▼
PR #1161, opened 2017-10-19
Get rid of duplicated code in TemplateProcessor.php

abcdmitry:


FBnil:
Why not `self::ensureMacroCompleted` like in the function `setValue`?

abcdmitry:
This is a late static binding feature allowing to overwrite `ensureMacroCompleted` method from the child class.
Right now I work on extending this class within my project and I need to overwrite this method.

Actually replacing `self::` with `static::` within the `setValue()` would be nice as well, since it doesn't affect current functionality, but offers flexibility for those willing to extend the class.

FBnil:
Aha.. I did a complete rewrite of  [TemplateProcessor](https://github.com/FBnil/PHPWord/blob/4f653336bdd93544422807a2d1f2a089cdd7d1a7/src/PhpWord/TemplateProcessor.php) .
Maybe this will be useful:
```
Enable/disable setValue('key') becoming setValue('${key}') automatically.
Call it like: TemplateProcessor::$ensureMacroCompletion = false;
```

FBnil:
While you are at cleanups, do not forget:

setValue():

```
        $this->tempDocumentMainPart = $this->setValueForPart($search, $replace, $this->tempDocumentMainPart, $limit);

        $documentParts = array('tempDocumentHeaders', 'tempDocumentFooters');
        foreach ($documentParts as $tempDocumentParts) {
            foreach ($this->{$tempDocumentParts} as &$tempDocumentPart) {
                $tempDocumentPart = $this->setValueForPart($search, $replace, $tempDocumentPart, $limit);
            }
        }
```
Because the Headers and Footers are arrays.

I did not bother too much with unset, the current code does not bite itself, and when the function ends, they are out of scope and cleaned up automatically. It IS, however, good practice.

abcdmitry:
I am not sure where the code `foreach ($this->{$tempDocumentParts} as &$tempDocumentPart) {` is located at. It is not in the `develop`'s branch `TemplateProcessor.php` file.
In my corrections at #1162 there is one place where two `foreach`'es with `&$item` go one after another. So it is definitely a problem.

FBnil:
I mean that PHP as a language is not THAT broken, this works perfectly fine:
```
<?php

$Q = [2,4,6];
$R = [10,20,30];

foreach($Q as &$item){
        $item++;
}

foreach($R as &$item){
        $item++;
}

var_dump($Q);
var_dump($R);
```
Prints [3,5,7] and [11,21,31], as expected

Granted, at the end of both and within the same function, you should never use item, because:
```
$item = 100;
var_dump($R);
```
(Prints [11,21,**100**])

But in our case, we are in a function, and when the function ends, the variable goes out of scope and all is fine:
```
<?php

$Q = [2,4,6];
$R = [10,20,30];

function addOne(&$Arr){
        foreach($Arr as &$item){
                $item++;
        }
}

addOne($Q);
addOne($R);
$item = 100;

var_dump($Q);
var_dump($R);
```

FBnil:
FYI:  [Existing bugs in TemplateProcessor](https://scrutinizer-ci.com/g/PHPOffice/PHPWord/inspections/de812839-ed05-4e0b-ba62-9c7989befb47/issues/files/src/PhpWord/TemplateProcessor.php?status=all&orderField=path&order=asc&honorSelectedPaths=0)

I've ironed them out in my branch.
▲
▼
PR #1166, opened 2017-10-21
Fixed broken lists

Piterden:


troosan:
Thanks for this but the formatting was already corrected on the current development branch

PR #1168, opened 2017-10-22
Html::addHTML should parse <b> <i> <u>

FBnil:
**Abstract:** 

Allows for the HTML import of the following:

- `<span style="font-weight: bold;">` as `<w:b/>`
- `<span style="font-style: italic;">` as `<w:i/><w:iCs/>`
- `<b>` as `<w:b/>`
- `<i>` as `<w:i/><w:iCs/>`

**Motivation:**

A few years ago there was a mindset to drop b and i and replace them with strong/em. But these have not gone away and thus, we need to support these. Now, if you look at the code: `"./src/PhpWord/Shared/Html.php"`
▲
● **EXERCISE DESCRIPTION**
Show the lines of the listing above with "search".

● **SOLUTION TO THE EXERCISE**
        $this->tempDocumentMainPart = $this->setValueForPart($search, $replace, $this->tempDocumentMainPart, $limit);
                $tempDocumentPart = $this->setValueForPart($search, $replace, $tempDocumentPart, $limit);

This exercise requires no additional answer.